– Trabzon’da vazife yapan Üzeyir Sali, boş vaktini kıymetlendirmek için ahşap modüllerden ikramlık eşya yapıyor
– Üzeyir Sali:
– “Çok ince işlerle uğraşıyorsun lakin yaptıktan sonra oturup onu izlemenin verdiği zevk, o zahmeti unutturuyor”
TRABZON – 67aydinhaber – HİS AVUNDUK – Trabzon'da öğretmenlik yapan Üzeyir Sali, boş vakitlerinde yaptığı ahşap eserleri yakın etrafına ikram ediyor.
Arsin ilçesinde Şehit Haydar Arslan Ortaokulunda Din Kültürü ve Ahlak Bilgisi öğretmeni olarak misyon yapan 38 yaşındaki Sali, 2015'te göğüs kanseri teşhisi konulan eşinin tedavisi için Ankara'ya tayinini istedi.
Sali, eşiyle ilgilenirken bir yandan da ahşaba merak salarak kiraladığı araba garajında eserler yapmaya başladı.
Eşinin 2020'de vefat etmesinin akabinde memleketine dönerek mesleğine devam eden bir çocuk babası Sali, oturduğu apartmanın alt katındaki depoyu atölyeye dönüştürdü. Sali, ceviz, dut ve armut ağaçlarından elde edilen ahşap modülleri kullanarak tabure, masa, sandalye, kesme tahtası ve kitaplığın yanı sıra çeşitli ikramlık eşyalar yapıyor.
– “Bana yeterli geldiğini görünce devam ettim”
Üzeyir Sali, AA muhabirine, çocukluk yıllarında demir doğrama ustası babasına yardım ettiği için el işlerine yatkın olduğunu söyledi.
Eşinin rahatsızlığının akabinde başladığı hobiyi vakitle geliştirdiğini söz eden Sali, “İnternet ortamında kimi uygulamalar var, onları izledikçe 'Acaba yapabilir miyim?' diye birkaç alet almaya başladım. Sonra bırakamıyorsunuz esasen, bana yeterli geldiğini de görünce devam ettim.” dedi.
Sali, boş vakitlerinde atölyede çalıştığını belirterek, “Evimin altındaki depoyu, mesken sahibimden rica ettim atölyeye dönüştürmem için müsaade verdi. Eserleri yaparken bir sonlandırmam yok. Ahşap üzerine hüsnühat alanında yazılar yazmaya çalışıyorum ancak internette gördüğüm farklı olan ve yapabileceğimi düşündüğüm şeyleri de yapıyorum.

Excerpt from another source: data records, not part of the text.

PR #157, opened 2020-11-04
Inotify::read_events handles only a buffer's worth of events.

jimblandy:
Change the documentation of `Inotify::read_events` to match the actual behavior:
return an iterator over only as many events can fit in the supplied buffer, not
over any available events. Since this is a backwards-incompatible change, bump
the crate version number to 0.9.0.

It would be possible to make `Events` behave as documented, but it would need to
hold a strong reference to `fd` and a mutable reference to `buffer`, and it
seems awkward. The `notify` crate's use of `read_events` is easily switched by
requesting level-sensitive notification on the inotify file descriptor, which is
designed for exactly this sort of situation.

### DIFF
--- a/src/inotify.rs
+++ b/src/inotify.rs
@@ -295,12 +295,12 @@ impl Inotify {
         result
     }
 
-    /// Returns any available events
+    /// Returns one buffer's worth of available events
     ///
-    /// Returns an iterator over all events that are currently available. If no
-    /// events are available, an iterator is still returned. If you need a
-    /// method that will block until at least one event is available, please
-    /// consider [`read_events_blocking`].
+    /// Reads as many events as possible into `buffer`, and returns an iterator
+    /// over them. If no events are available, an iterator is still returned. If
+    /// you need a method that will block until at least one event is available,
+    /// please consider [`read_events_blocking`].
     ///
     /// Please note that inotify will merge identical unread events into a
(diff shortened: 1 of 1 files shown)


hannobraun:
Thank you, @jimblandy, good catch there! I wonder if the behavior changed at one point, or if the documentation was always wrong. Oh well.

Cargo.toml
```diff
@@ -1,7 +1,7 @@
 [package]
 
 name    = "inotify"
-version = "0.8.3"
+version = "0.9.0"
```
hannobraun, line 4: Can you please remove this change? I prefer to update the version right before the release, for the following reasons:
- Changing this in pull requests is not a reliable process, as not all contributors do that. We could make it a requirement, but that would put more of a burden on contributors, and also on me, because I'd have to remember to keep track of that.
- Changing the version makes the process of using `[patch]` in Cargo.toml to replace the latest `inotify` release with a Git version more complicated, as `[patch]` only works if the versions are the same.

hannobraun (changes requested):

Cargo.toml
jimblandy: Sure thing.

hannobraun: Thank you!

hannobraun (approved):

Standart bir alanım yok, internette heves ettiğim, beğendiğim eserleri yapmaya çalışıyorum.” diye konuştu.
– Yaptığı eserleri ikram ediyor
Çalıştığı okullara kitaplık yaptığını aktaran Sali, marangoz yeğeninin kullanmadığı ahşap modüllerle atölyesinde çeşitli eserler hazırladığını lisana getirdi.

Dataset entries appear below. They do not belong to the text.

PR #161, opened 2020-11-08
Fix task wake up

### LINKED ISSUE #160: EventStream not working
Hello. My apologies - while upgrading to tokio 0.3, I introduced a bug which causes some problems with reading events from an EventStream instance. Only one or two events get read, the rest becomes lost. 

Minimal reproducible example, try this with inotify 0.8.3 and inotify 0.9.0. Move your mouse or type on your keyboard and watch the output of this program. 
```
#[tokio::main]
async fn main() {
    let mut inotify = Inotify::init().unwrap();
    inotify
        .add_watch("/dev/input", WatchMask::ALL_EVENTS)
        .unwrap();

    let mut stream = inotify.event_stream([0; 512]).unwrap();
    while let Some(event) = stream.next().await {
        let event = event.unwrap();
        println!("{:?}", event);
    }
}
```
I suggest that you yank the 0.9.0 release from crates.io until a fix is made. I think it will be something trivial, probably a missing task wake up or something like that.

htrefil:
Wakes up the reading task when a WouldBlock error is encountered. Fixes #160.

### DIFF
--- a/src/stream.rs
+++ b/src/stream.rs
@@ -98,7 +98,10 @@ fn read(fd: &AsyncFd<ArcFdGuard>, buffer: &mut [u8], cx: &mut Context) -> Poll<i
 
     match result {
         Ok(read) => Poll::Ready(Ok(read)),
-        Err(ref err) if err.kind() == io::ErrorKind::WouldBlock => Poll::Pending,
+        Err(ref err) if err.kind() == io::ErrorKind::WouldBlock => {
+            cx.waker().wake_by_ref();
+            Poll::Pending
+        }
         Err(err) => Poll::Ready(Err(err)),
     }
 }


hannobraun:
Thank you, @htrefil! No worries, bugs happen. Thank you for providing such a quick fix.

It would be great to have this covered by the test suite (it ran perfectly fine despite this bug). I will merge this now, but if you're in the mood for writing some tests, a follow-up pull request would be very welcome.

htrefil:
I'm not sure it would make sense to make a test case for this since it's a rather specific condition. Async is tricky and next time it might be something quite different.

hannobraun:
I agree that is probably doesn't make sense to add a test for this specific condition, but it might be possible to broaden the test suite, so it covers a larger range of possible bugs. Such broad tests wouldn't be very useful to determine what exactly broke, but they would increase the confidence that changes don't break anything fundamental.

PR #4, opened 2022-08-12
Add a CI workflow using neo4j.

mihaimaruseac:
This has dual purpose:
- we are adding some CI to the repository, which will evolve shortly as we keep adding glue/starter code and actual tests, etc.
- we are testing using neo4j from docker and creating a reproducible build/test environment that developers can use for testing on their  machine too

The local go files are temporary, for testing purposes only. Still, please review them as I'm learning go while doing this :)

---

### To test locally 

In one terminal run the neo4j docker service

```console
$ docker run --name aff -it -d --env NEO4J_AUTH=none -p=7474:7474 -p=7687:7687 neo4j
```

Then in another terminal, you can either connect to this docker instance and run Cipher queries manually (via `docker exec --interactive --tty aff cypher-shell`) or run the test suite/code:

```console
$ go run main.go 
Connected to neo4j://localhost:7687
Found the following nodes: 
	&{[{0 [Msg] map[text:Hello world!]}] [a]}
	&{[{1 [Msg] map[text:Welcome to AFF.]}] [a]}
Found the following links: 
	&{[{0 [Msg] map[text:Hello world!]} {1 [Msg] map[text:Welcome to AFF.]}] [a b]}
```

When done, terminate the docker instance

```console
$ docker stop aff; docker rm aff
```

---

### DIFF
--- a/.github/workflows/ci.yaml
+++ b/.github/workflows/ci.yaml
@@ -1,0 +1,47 @@
+#
+# Copyright 2022 The AFF Authors.
+#
+# Licensed under the Apache License, Version 2.0 (the "License");
+# you may not use this file except in compliance with the License.
+# You may obtain a copy of the License at
+#
+#     http://www.apache.org/licenses/LICENSE-2.0
+#
+# Unless required by applicable law or agreed to in writing, software
+# distributed under the License is distributed on an "AS IS" BASIS,
+# WITHOUT WARRANTIES OR CONDITIONS OF ANY KIND, either express or implied.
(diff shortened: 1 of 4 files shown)


mihaimaruseac:
I put it here for now as it was only for testing the infra. The files in the main repo would surely look different, but let me think for a little bit, maybe it's actually worth moving.

lumjjb:
Will merge first and we can change it later, want to close out the PRs and move the code over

Sali, etrafındakilere el emeği ile yaptığı ikramlar vermeyi sevdiğine işaret ederek, “İsimlik, kesme tahtası üzere çok fazla eser yaparak tanıdıklarıma ikram ettim. Maddi bir talebim yok. Sipariş vermek isteyenleri de marangozlara yönlendiriyorum.” sözlerini kullandı.
Emek harcayarak ortaya çıkarttığı eseri izlemenin keyifli olduğunun altını çizen Sali, şu değerlendirmede bulundu:
“Çok ince işlerle uğraşıyorsun fakat yaptıktan sonra oturup onu izlemenin verdiği zevk, o zahmeti unutturuyor. Ağaçları da tanımaya başladım. Hangi ağaç yumuşak, hangisi sert, işlenir mi, işlenemez mi üzere şeyleri öğreniyorsunuz. Sıradan bir odun bilmeyenin elinde yanacak odun olarak görülebilirken, bilenin elinde de çok hoş bir sanata dönüşebilir.”

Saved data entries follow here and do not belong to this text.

PR #8, opened 2022-08-20
Implement initial DSSE verification

mlieberman85:
This adds dsse envelop processing and tests. This also adds an
    inmemory keystore that can be used for now until we figure out
    what we are using long term for fetching and storing public keys
    for verification. This also creates a verifier interface along
    with a Sigstore verifier for the purposes of verifying DSSE
    envelopes through Sigstore


mlieberman85:
Is DCO working right?

mlieberman85:
oh looks like commits were rewritten so I just cherry-picked. Closing this one.

PR #18, opened 2022-08-23
add new collector interface

pxp928:

Collector interface based on discussion with the team

### DIFF
--- a/pkg/ingestor/collector/collector.go
+++ b/pkg/ingestor/collector/collector.go
@@ -15,4 +15,45 @@
 
 package collector
 
-type Collector interface{}
+import (
+	"context"
+
+	"github.com/guacsec/guac/pkg/ingestor/processor"
+)
+
+const (
+	BufferChannelSize int = 1000
+)
+
+type Collector interface {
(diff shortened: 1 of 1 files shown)


pkg/ingestor/collector/collector.go
```diff
@@ -15,4 +15,40 @@
...
+
+	"github.com/guacsec/guac/pkg/ingestor/processor"
+)
+
+const (
+	BufferChannelSize int = 1000
+)
+
+type Collector interface {
+	// Retrieve the artifacts from the collector
```
lumjjb, line 29: Add a bit more detail about how this should block until everything is done and return nil or error in either case. And also talk about how documents should be emitted to the channel.

Also golang style comments `// RetrieveArtifacts ...` so it gets picked up by godoc!

lumjjb (approved):
Minor nit on adding more details to comments if not, LGTM

pkg/ingestor/collector/collector.go
pxp928: added comment.

mihaimaruseac (approved):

Sali, Avrupa'da çabucak hemen herkesin hobisinin olduğuna dikkati çekerek, “Bizim de geçmişimize baktığınız vakit beşerler yalnızca bir alanda uzmanlaşmamışlar, farklı alanları kesinlikle var. Bunun çok fazla yararı olduğunu düşünüyorum. Bu işe başladıktan sonra mesleğimi daha çok sevmeye, bağlanmaya ve hayata da farklı bakmaya başladım. Zira insan ağacı işlerken kendisini de işliyor. Deneyim kazanıyor, insanları da anlamlandırıyor. İnsanların kesinlikle özel hissettiği, kendine vakit ayırdığı ve kıymet verdiği bir çalışma alanı olmalı.” dedi.